Sidekiq Graceful Shutdown Configuration

During deployments, Sidekiq workers were being forcibly terminated before jobs could complete, resulting in Sidekiq::Shutdown exceptions. This was particularly problematic for:

  • Long-running EDI API calls (Amazon, etc.)
  • HTTP requests with slow response times
  • Jobs that take longer than the default 25-second timeout

Example Error:

Sidekiq::Shutdown at HTTP::Connection#read_headers!
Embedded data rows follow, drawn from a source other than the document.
PR #1394, opened 2023-02-09
Revoke membership flows

asktree:
Adds 2 flows that prefill the revoke membership form:
image
image

Clicking either button takes you to a new proposal form with pre-filled information.


SebastianBor:
When current user has no governance power to create the revoke proposal then the button should be disabled 

image

SebastianBor:
When revoking a specific member let's also pre set the title. Ex: `'Revoke EaWH...Fkta6 Council memebership'`

image

asktree:
I made the changes requested

PR #1398, opened 2023-02-10
Treasury trade UI

tomjohn1028:
* Remove serum remote naming & package for Poseidon
* Integrate V2 instruction set for Poseidon
* More user friendly interface
v2_governance_modal


tomjohn1028:
@SebastianBor This is in generally in a state that I'd say is code complete. There are two items before I mark as read though.

1. Is it acceptable that this adds the `react-datetime-picker` package? I did not want to write something custom. 
2. With the added dependency, it's causing tests to fail because of nested node_modules in `@types/react-calendar` and `@types/react-dom`. I see that we ignore scripts, so I cannot use the post install script to clean up these files. Why are scripts being ignored?

components/instructions/tools.tsx
```diff
@@ -320,6 +322,7 @@ export async function getInstructionDescriptor(
   } else {
     descriptors = INSTRUCTION_DESCRIPTORS[instruction.programId.toBase58()]
   }
+  console.log('instruction descriptor', instruction.data[0])
```
abrzezinski94, line 325: nit: remove console log

abrzezinski94:
It would be good to remove react calendar and just use native https://developer.mozilla.org/en-US/docs/Web/HTML/Element/input/datetime-local if it would not create a lot of work

PR #1408, opened 2023-02-16
Add a new form for editing the Realm Config

nramadas:


components/treasuryV2/Details/RealmAuthorityDetails/Config.tsx
```diff
@@ -248,12 +252,6 @@ export default function Config(props: Props) {
         )}
       </div>
       <NFTVotePluginSettingsDisplay className="mt-24" />
-      {editRealmOpen && (
-        <RealmConfigModal
```
asktree, line 252: I think it would be best to delete this now unused modal from the codebase entirely. This will also tell you if it's used anywhere that you missed.

pages/dao/[symbol]/params/components/ParamsView.tsx
```diff
@@ -137,7 +141,9 @@ const ParamsView = ({ activeGovernance, openGovernanceProposalModal }) => {
               tooltipMessage={
                 'Please connect wallet with enough voting power to create governance config proposals'
               }
-              onClick={openGovernanceProposalModal}
```
Comment (asktree) [inline pages/dao/[symbol]/params/components/ParamsView.tsx:140]: This button opens the `GovernanceConfigModal` which edits governance config, not realm config. But you are replacing it with a link to the realm config form you made. So that seems like a bug.

asktree (changes requested):

PR #1458, opened 2023-03-09
set more secure defaults when making governances

asktree:


components/TreasuryAccount/NewTreasuryAccountForm.tsx
```diff
@@ -53,7 +53,7 @@ const defaultFormValues = {
   minInstructionHoldUpTime: 0,
   maxVotingTime: 3,
   voteThreshold: 60,
-  voteTipping: VoteTipping.Strict,
```
SebastianBor, line 56: - The UI should ask for 'Council Vote Tipping' and set it accordingly (please update label in the form as well). The default value in the form should be `Strict` 
- The Community Vote Tipping should always be set to `Disabled`

asktree:
these views have all been replaced instead

PR #1478, opened 2023-03-17
HeliumVotePlugin

bryzettler:
# HeliumVotePlugin
adds support for the [Helium vsr instance](https://explorer.solana.com/address/hvsrNC3NKbcryqDs2DocYHZ9yPKEVzdSjQG6RVtK1s8?cluster=devnet) and Ux/Ui for how the Helium DAO, Helium IOT DAO, Helium MOBILE DAO will be utilized.

## Some callouts.
- Piggybacked our `initializeRegistrar` and `configVotingMint` with existing forms. We have scripts that set these up so we could possibly drop those from the code altogether if its a anti pattern
- Should replace the `metaplex.nfts()` logic in `getPositions` and `getSubDaos` once moved off Holaplex
- Was my intention to have `LockTokensModal.tsx` be reusable for both VoteStakeRegistry and HeliumVotePlugin, Changes were happening in parallel to upstream remote so focused on our functionality first. Can revisit later


bryzettler:
Ignore the vercel deploy request. Not sure why thats here

.nvmrc
```diff
@@ -1 +1 @@
-lts/fermium
+lts/gallium
```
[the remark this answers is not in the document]
bryzettler: While deploying to cloudflare pages it would pull the node version from here. fermium is a 14.x and some of our packages depend on >=16.x. So bumped it to gallium which is that.

utils/truthy.ts
```diff
@@ -0,0 +1,2 @@
+export type Truthy<T> = T extends false | '' | 0 | null | undefined ? never : T // from lodash
```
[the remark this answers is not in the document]
bryzettler: Yeah fair, we use this as a util somewhere else in our code so pulled it in. I nixed the implementation and usage of it.

utils/validations.tsx
```diff
@@ -981,7 +983,9 @@ export const getRealmCfgSchema = ({
               if (val) {
                 try {
                   getValidatedPublickKey(val)
-                  if ([...nftPluginsPks].includes(val)) {
+                  if (
```
asktree, line 986: should this array not just be `supportedPlugins`?
@abrzezinski94?

utils/validations.tsx
```diff
@@ -1118,7 +1122,9 @@ export const getRealmCfgSchema = ({
...
```
asktree, line 1125: same comment as other array

utils/tokens.tsx
```diff
@@ -439,27 +444,51 @@ export const getNfts = async (
   return await getNftsFromHolaplex(ownerPk, connection)
 }
 
+// TODO: Remove when upgrade spl-token
```
asktree, line 447: What's the upgrade referred to here? Sorry if I'm out of the loop

utils/tokens.tsx
```diff
@@ -485,3 +514,7 @@ export function getScaledFactor(amount: number) {
     new BigNumber(amount.toString()).shiftedBy(SCALED_FACTOR_SHIFT).toString()
   )
 }
+
+export function getUnscaledFactor(amount: number) {
```
asktree, line 518: I find this util confusing:
- it seems to be the inverse of `getScaledFactor` but accepts a `number` instead of `BN`
- to be pedantic, `getInverseScaledFactor` seems more accurate. 
- I also don't like utils that say `getFoo` when they don't fetch anything and instead compute, I'd rather say `computeFoo`, but I recognize there's a precedent set by the sister util here.

utils/dateTools.ts
```diff
@@ -52,18 +55,16 @@ export const daysToMonths = (days: number) => {
   return days / DAYS_PER_MONTH
 }
 
-export const getMinDurationFmt = (deposit: DepositWithMintAccount) => {
-  return getFormattedStringFromDays(getMinDurationInDays(deposit))
+export const getMinDurationFmt = (startTs: BN, endTs: BN) => {
```
asktree, line 58: great change

utils/uiTypes/VotePlugin.ts
```diff
@@ -281,12 +353,138 @@ export class VotingClient {
...
+        clientProgramId
+      )
+
+      const [maxVoterWeightPk] = maxVoterWeightRecordKey(
+        realm.pubkey,
+        realm.account.communityMint,
+        clientProgramId
+      )
+
+      for (let i = 0; i < unusedPositions.length; i++) {
```
asktree, line 436: style nit: consider `remainingAccounts = unusedPositions.map(blahblah)`

stores/useVotePluginsClientStore.tsx
```diff
@@ -74,11 +92,13 @@ interface UseVotePluginsClientStore extends State {
 
 const defaultState = {
   vsrClient: undefined,
+  heliumVsrClient: undefined,
   nftClient: undefined,
   gatewayClient: undefined,
   switchboardClient: undefined,
   pythClient: undefined,
   voteStakeRegistryRegistrar: null,
+  heliumVsrRegistrar: null,
```
asktree, line 101: (dont change) I'm amused by the mixed usage of undefined and null in the existing state, ha

pages/dao/[symbol]/proposal/components/instructions/Vsr/VotingMintConfig.tsx
```diff
@@ -28,18 +27,25 @@ import {
...
-  grantAuthority: AssetAccount | undefined
   mintDigitShift: number
-  mintUnlockedFactor: number
-  mintLockupFactor: number
-  mintLockupSaturation: number
+  maxLockupFactor: number
+  lockupSaturation: number
+
+  // Helium DynamicFields based on programId
+  baselineVoteWeightFactor?: number
```
Comment (asktree) [inline pages/dao/[symbol]/proposal/components/instructions/Vsr/VotingMintConfig.tsx:44]: i would like it if these all lived grouped together in one object. 
so `helium.baselineVoteWeightFactor` instead of `baselineVoteWeightFactor`. This would also let you be more typesafe.

pages/dao/[symbol]/proposal/components/instructions/Vsr/VotingMintConfig.tsx
```diff
@@ -52,76 +58,147 @@ const VotingMintConfig = ({
...
+    if (form?.programId) {
+      if (vsrPluginsPks.includes(form.programId)) {
+        setShowHeliumFields(false)
+      }
+
+      if (heliumVsrPluginsPks.includes(form.programId)) {
+        setShowHeliumFields(true)
+      }
+    }
+  }, [form?.programId, setShowHeliumFields])
```
Comment (asktree) [inline pages/dao/[symbol]/proposal/components/instructions/Vsr/VotingMintConfig.tsx:77]:
```suggestion
  const showHeliumFields = useMemo(() => heliumVsrPluginsPks.includes(form.programId) 
  }, [form?.programId, vsrPluginPks heliumVsrPluginsPks])
```
Would this work? Seems like this should be a memoized computation, and not be in state.

tsconfig.json
```diff
@@ -15,6 +15,7 @@
     "resolveJsonModule": true,
     "jsx": "preserve",
     "paths": {
+      "@solana/*": ["node_modules/@solana/*"],
```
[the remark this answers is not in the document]
bryzettler: I think my imports from '@solana` were erroring out prior to adding this. Ill remove and see whats up.

utils/tokens.tsx
bryzettler: Ah this is left over, I was going to upgrade spl-token but ended up not having to.

pages/dao/[symbol]/proposal/components/instructions/Vsr/VotingMintConfig.tsx
```diff
@@ -192,17 +264,25 @@ const VotingMintConfig = ({
           }
         }
       ),
+    ...(!showHeliumFields
```
Comment (asktree) [inline pages/dao/[symbol]/proposal/components/instructions/Vsr/VotingMintConfig.tsx:267]: nit: i think its weird how the schema lives inside this component. thats not your fault but would it be possible to make this check simply look at the form contents, rather than depending on external state? and then maybe just extract this schema? or at least memoize it.

pages/dao/[symbol]/proposal/components/instructions/Vsr/CreateRegistrar.tsx
```diff
@@ -42,73 +63,102 @@ const CreateVsrRegistrar = ({
...
   }
+
   useEffect(() => {
     handleSetInstructions(
       { governedAccount: form?.governedAccount?.governance, getInstruction },
       index
     )
     // eslint-disable-next-line react-hooks/exhaustive-deps -- TODO please fix, it can cause difficult bugs. You might wanna check out https://bobbyhadz.com/blog/react-hooks-exhaustive-deps for info. -@asktree
   }, [form])
-  const schema = yup.object().shape({
```
Comment (asktree) [inline pages/dao/[symbol]/proposal/components/instructions/Vsr/CreateRegistrar.tsx:90]: good

pages/dao/[symbol]/proposal/components/instructions/Vsr/CreateRegistrar.tsx
```diff
@@ -42,73 +63,102 @@ const CreateVsrRegistrar = ({
...
-        }
-        return true
-      })
-      .required('VSR Program ID is required'),
-  })
+
   const inputs = [
     {
       label: 'Wallet',
-      initialValue: null,
```
Comment (asktree) [inline pages/dao/[symbol]/proposal/components/instructions/Vsr/CreateRegistrar.tsx:111]: good

pages/dao/[symbol]/proposal/components/instructions/Validators/StakeValidator.tsx
```diff
@@ -203,24 +203,14 @@ const StakeValidator = ({
...
-    handleSetInstructions(
-      {
-        governedAccount: governedAccount,
-        getInstruction,
-      },
-      index
-    )
-    // eslint-disable-next-line react-hooks/exhaustive-deps -- TODO please fix, it can cause difficult bugs. You might wanna check out https://bobbyhadz.com/blog/react-hooks-exhaustive-deps for info. -@asktree
-  }, [form])
-
```
Comment (asktree) [inline pages/dao/[symbol]/proposal/components/instructions/Validators/StakeValidator.tsx:216]: lol

pages/dao/[symbol]/account/[tokenOwnerRecordPk].tsx
```diff
@@ -1,32 +1,38 @@
...
+import { vsrPluginsPks, heliumVsrPluginsPks } from '@hooks/useVotingPlugins'
 import { useRouter } from 'next/router'
-import Account from 'VoteStakeRegistry/components/Account/Account'
+import { default as VoteStakeRegistryAccount } from 'VoteStakeRegistry/components/Account/Account'
 import LockTokensAccount from 'VoteStakeRegistry/components/Account/LockTokensAccount'
+import { LockTokensAccount as HeliumLockTokensAccount } from 'HeliumVotePlugin/components/LockTokensAccount'
 
-const account = () => {
-  // eslint-disable-next-line react-hooks/rules-of-hooks -- TODO this is potentially quite serious! please fix next time the file is edited, -@asktree
+const Account: React.FC<any> = () => {
```
Comment (asktree) [inline pages/dao/[symbol]/account/[tokenOwnerRecordPk].tsx:9]: shouldn't it be just `React.FC`? no props

pages/dao/[symbol]/account/[tokenOwnerRecordPk].tsx
```diff
@@ -1,32 +1,38 @@
...
-    vsrPluginsPks.includes(
-      config?.account.communityTokenConfig.voterWeightAddin?.toBase58()
-    )
+  const communityVsrPk = config?.account.communityTokenConfig.voterWeightAddin
+  const isDefaultVsrMode =
+    communityVsrPk && vsrPluginsPks.includes(communityVsrPk.toBase58())
+  const isHeliumVsrMode =
+    communityVsrPk && heliumVsrPluginsPks.includes(communityVsrPk.toBase58())
 
-  const getAccountView = () => {
```
Comment (asktree) [inline pages/dao/[symbol]/account/[tokenOwnerRecordPk].tsx:19]: hmmmmmmmm

hub/providers/Proposal/fetchPlugins.ts
```diff
@@ -1,4 +1,4 @@
-import { AnchorProvider, Wallet } from '@project-serum/anchor';
```
asktree, line 1: I'm surprised this compiled?

hooks/useVotingPlugins.ts
```diff
@@ -60,70 +70,108 @@ export function useVotingPlugins() {
...
-    setIsLoading,
-    setVotingPower,
-    setOracleKeys,
-    setInstructions,
-  } = useSwitchboardPluginStore()
 
+  const nftStore = useNftPluginStore()
+  const heliumStore = useHeliumVsrStore()
+  const gatewayStore = useGatewayPluginStore()
+  const switchboardStore = useSwitchboardPluginStore()
```
asktree, line 77: good

asktree: i hate this file

utils/uiTypes/VotePlugin.ts
```diff
@@ -324,94 +518,38 @@ export class VotingClient {
...
-        'castVote'
-      )
-      return props
-    }
-    if (this.client instanceof SwitchboardQueueVoterClient) {
-      const props = await this.withUpdateVoterWeightRecord(
-        instructions,
-        tokeOwnerRecord,
-        'castVote'
+      const remainingNftsChunk = chunks(
```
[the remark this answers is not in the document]
bryzettler: Yeah my apologies, Since our implementation of vsr uses NFTs I used the current implementation of NFTVoterClient and mirrored a-lot of the logic. When it came to this function it seemed redundant to just call the same method on the program `castNftVoteIx2 ` when there was already a loop above it going over the chunks and calling that instruction. So I just combined them with for `(const chunk of [firstFiveNfts, ...remainingNftsChunk])`. The testing I would say would be done through our vsr instance as its using NFTs. I can go ahead and create a mock realms instance with some fake nfts to test if you want.

hooks/useVotingPlugins.ts
asktree: would it be possible to make all Helium stuff live in its own hook, which just returns `handleHeliumBlahblah` and then have this abominable hook simply use that?

utils/tokens.tsx
bryzettler: ah yeah, fair callout

hooks/useRealm.tsx
```diff
@@ -258,7 +265,8 @@ export default function useRealm() {
     ownDelegateCouncilTokenRecords,
     config,
     currentPluginPk,
-    isLockTokensMode,
+    isDefaultVsrMode,
```
asktree, line 268: how annoying would it be to move `isDefaultVsrMode` and `isHeliumVsrMode` to their own hooks? I don't know who invented the mega-hook but I want to abolish it.

hooks/useNft.ts
```diff
@@ -0,0 +1,41 @@
...
+import {
+  keypairIdentity,
+  Metaplex,
+  Nft,
+  NftWithToken,
+  Sft,
+  SftWithToken,
+} from '@metaplex-foundation/js'
+
+export const useNft = (mint: PublicKey | undefined) => {
```
asktree, line 13: nit: this seems like it wants to live a happy life as a `react-query` query. you can check the `queries` folder for reference. I will not enforce this change but I like `react-query` and suggest this.

utils/uiTypes/VotePlugin.ts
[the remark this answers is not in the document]
asktree: I agree seems redundant, the original code is just hard to follow and I dont feel confident in my ability to audit. Testing would be good

tsconfig.json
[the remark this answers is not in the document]
asktree: Thats very strange. Maybe a symlink thing? Let's remove this and if it doesn't work I can help try to debug your environment.

components/ProposalMyVoteBadge.tsx
```diff
@@ -52,29 +52,49 @@ interface Props {
...
+    communityDelegateVoteRecords,
+    councilDelegateVoteRecords,
+  ] = useWalletStore((s) => [
+    s.ownVoteRecordsByProposal,
+    s.communityDelegateVoteRecordsByProposal,
+    s.councilDelegateVoteRecordsByProposal,
+  ])
 
-  const ownVoteRecord = getOwnVoteRecord(
+  useEffect(() => {
```
asktree, line 69: ownVoteRecord should be memoized using `useMemo`, not state and effect.

components/DropdownBtn.tsx
```diff
@@ -1,72 +1,101 @@
...
-  if (!defaultFunction) {
-    throw 'DropdownBtn must have at least one default option'
-  }
-  const filtredOptions = options.filter((x) => !x.isDefault)
+  const basicClasses = `inline-flex rounded-full w-full justify-center bg-primary-light text-bkg-2 px-4 py-3 text-sm font-medium`
+  const hoverClasses = `hover:bg-opacity-30 focus:outline-none focus-visible:ring-2 focus-visible:ring-white focus-visible:ring-opacity-75 hover:bg-fgd-1`
+  const disabledClasses = disabled
+    ? `!bg-fgd-4 !cursor-not-allowed !text-fgd-3`
+    : ''
+  const btnClasses = `${basicClasses} ${hoverClasses} ${disabledClasses}`
```
asktree, line 35: nit: hmm. my ide has autocomplete and other nice features for tailwind classes. Instead of breaking these up in this manner, I would suggest simply having the classnames inline, but break them up with line breaks and comments.

asktree: on the other hand i don't care so you can ignore this. this component is surely not long for this world anyway.

components/Button.tsx
```diff
@@ -21,19 +22,21 @@ const Button: FunctionComponent<ButtonProps> = ({
...
   tooltipMessage = '',
   style,
+  type = 'button',
   ...props
 }) => {
   return (
     <button
       className={`${className} default-transition font-bold px-4 rounded-full ${
-        small ? 'py-1' : 'py-2.5'
+        small ? 'py-2' : 'py-2.5'
```
asktree, line 31: messing with style of core components makes me nervous, can you comment? How can we be confident it doesn't mess stuff up elsewhere?

components/App.tsx
```diff
@@ -77,7 +76,7 @@ export function App(props: Props) {
   const { realm, ownTokenRecord, realmInfo, symbol, config } = useRealm()
   const wallet = useWalletStore((s) => s.current)
   const connection = useWalletStore((s) => s.connection)
-  const client = useVotePluginsClientStore((s) => s.state.vsrClient)
+  const [vsrClient] = useVotePluginsClientStore((s) => [s.state.vsrClient])
```
asktree, line 79:
```suggestion
  const vsrClient = useVotePluginsClientStore((s) => s.state.vsrClient)
```

components/VotePanel/YouVoted.tsx
```diff
@@ -179,7 +179,7 @@ export const YouVoted = ({ quorum }: { quorum: 'electoral' | 'veto' }) => {
               onClick={() => submitRelinquishVote()}
               disabled={!isWithdrawEnabled || isLoading}
             >
-              Withdraw
+              Relinquish Vote
```
asktree, line 182: Wouldn't be surprised if this causes awkward linebreaks at certain window widths, but if you dont think so I'll take your word for it.

pages/dao/[symbol]/proposal/components/instructions/Vsr/VotingMintConfig.tsx
Comment (bryzettler) [reply pages/dao/[symbol]/proposal/components/instructions/Vsr/VotingMintConfig.tsx:44]: actually, thanks for calling this out. In our vsr we used to require a `minimumLockupUpTs` but now we dont and baselineVoteWeightFactor is shared across both vsr instances. The only actual logic happening here is hiding/showing grantAuth if the programId isnt helium. Don't even need these fields anymore

utils/uiTypes/VotePlugin.ts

We’ve implemented a three-layer graceful shutdown strategy:

File: config/initializers/sidekiq.rb

config[:timeout] = 60
  • What it does: Tells Sidekiq to wait up to 60 seconds for running jobs to complete before forcing shutdown
  • Why 60 seconds: Accommodates typical EDI API call times, including retries and network delays
  • How it works: When Sidekiq receives a TERM signal (during deployment), it:
    1. Stops accepting new jobs immediately
    2. Waits for running jobs to complete (up to 60 seconds)
    3. Only force-kills jobs that exceed this timeout

File: config/deploy/templates/sidekiq.service.capistrano.erb

TimeoutStopSec=90
  • What it does: Tells systemd to wait 90 seconds for Sidekiq to gracefully shut down
  • Why 90 seconds: Must be longer than Sidekiq’s timeout (60s) + buffer for cleanup (30s)
  • How it works: If systemd doesn’t receive confirmation of shutdown within 90 seconds, it will send SIGKILL

File: config/deploy.rb

set :sidekiq_timeout, 60
  • What it does: Ensures Capistrano waits for Sidekiq to shut down properly before proceeding with deployment
  • Why it matches: Should align with Sidekiq’s internal timeout for consistency
  1. Capistrano triggers Sidekiq restart via sidekiq:restart_noblock
  2. Systemd sends SIGTERM to Sidekiq process
  3. Sidekiq enters shutdown mode:
    • Stops fetching new jobs from Redis
    • Marks itself as “quiet” (won’t accept work)
    • Waits for currently executing jobs to complete
  4. Jobs have 60 seconds to finish:
    • Jobs that complete within 60s: ✅ Success, no errors
    • Jobs exceeding 60s: ⚠️ Receive Sidekiq::Shutdown exception
  5. Sidekiq exits cleanly after all jobs complete or timeout
  6. Systemd starts new Sidekiq process with updated code
  7. Capistrano continues deployment
T+0s → Deployment starts, systemd sends SIGTERM
T+0s → Sidekiq stops accepting new jobs
T+0s → Running EDI job continues (waiting for API response)
T+45s → EDI job completes successfully ✅
T+46s → Sidekiq shuts down gracefully
T+47s → New Sidekiq process starts with updated code

Jobs under 60 seconds:

  • Complete normally
  • No exceptions raised
  • Results saved successfully

Jobs over 60 seconds:

  • Receive Sidekiq::Shutdown exception at 60-second mark
  • Can catch this exception and handle gracefully:
    rescue Sidekiq::Shutdown => e
    # Log the interruption
    # Save partial progress if possible
    # Re-enqueue for retry after deployment
    raise # Re-raise to mark job as failed for retry
    end

Jobs over 90 seconds:

  • Forcibly killed by systemd (SIGKILL)
  • No opportunity to handle gracefully
  • Solution: Break these into smaller jobs or use batch processing
  • ❌ Jobs killed immediately or within 25 seconds
  • ❌ Frequent Sidekiq::Shutdown exceptions in Rollbar
  • ❌ Incomplete EDI synchronizations
  • ❌ Lost API responses
  • ✅ Jobs have 60 seconds to complete gracefully
  • ✅ Significantly fewer Sidekiq::Shutdown errors
  • ✅ API calls can complete before shutdown
  • ✅ Better data consistency

When you deploy next, the systemd service files will be regenerated with the new TimeoutStopSec setting automatically by Capistrano.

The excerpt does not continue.